在这项工作中，我们介绍了一种低成本的开源流量系统，该系统包括一个带有实现压力传感器和背压调节器的双注射泵。整个系统的建造成本约为500欧元。商业上可用的流量系统非常昂贵，设备起价通常超过10,000欧元。这种高昂的入门价格使得这种技术对许多研究小组来说过于昂贵。这种系统通过提供可靠和负担得起的解决方案的经验和可用性，使新兴的学术制药领域受益。为了在研究设施中实现可访问的流动化学，必须使系统负担得起。此外，研究实验室的空间通常有限，商业上可用的流动系统可能非常笨重。因此，拥有一个紧凑且可单独调节的系统是有益的，3D打印技术提供了解决方案。我们的紧凑型3d打印系统满足流动化学研究中的许多应用需求以及大学的教育要求。作为概念验证，我们概念化、开发并测试了一个定制流程系统，该系统可用于合成最常用的pet示踪剂[18F]2-氟-2-脱氧-d-葡萄糖([18F]FDG)。该系统设计用于执行放射性示踪剂生产所需的典型功能和操作，即放射性氟化，稀释，spe捕获，去保护和spe洗脱。
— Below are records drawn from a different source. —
PR #1088, opened 2026-03-13
[poc] [connector/elasticapm] Add dynamic_resource_attributes_key to support global labels

isaacaflores2:
# Overview

This is a prototype to explore supporting dynamic resource attributes (global labels)

Related to: https://github.com/open-telemetry/opentelemetry-collector-contrib/pull/46884

## Approach
**signaltometricsconnector** --  Provides a OTTL statement with a resource attribute filter which can include all attributes matching that prefix instead of a single key. 

**elasticapmconnector** -- Relies on the `x-dynamic-resource-attributes` key which represents a key to read a
comma-separated list of allowed attribute keys from the `client.Metadata`. The `elasticapmconnector` will  use  the  below OTTL statement to only include resource attributes that have a specific prefix and whose key is included in the allow list provided by `x-dynamic-resource-attributes` client metadata key. 
```yaml
FilterMapByKeyList(resource.attributes, otelcol.client.metadata["x-dynamic-resource-attributes"], ["labels.", "numeric_labels."])
```

The upstream components such as the `elasticapmintakereceiver` will add `x-dynamic-resource-attributes` to the context metadata to be propagated to the `elasticapmconnector`.  The `elasticapmintakereceiver` will also add all the `labels.*`/`numeric_labels.*` resource attributes which already happens today.


isaacaflores2:
Closing since this has been implemented in a separate PR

有了这个概念验证，该系统可以很容易地定制，以生产其他放射性药物。图形抽象

本文章由计算机程序翻译，如有差异，请以英文原文为准。

求助全文

约1分钟内获得全文求助全文

来源期刊

Journal of Flow Chemistry CHEMISTRY, MULTIDISCIPLINARY-

CiteScore

6.40

自引率

3.70%

发文量

审稿时长

>12 weeks

期刊介绍： The main focus of the journal is flow chemistry in inorganic, organic, analytical and process chemistry in the academic research as well as in applied research and development in the pharmaceutical, agrochemical, fine-chemical, petro- chemical, fragrance industry.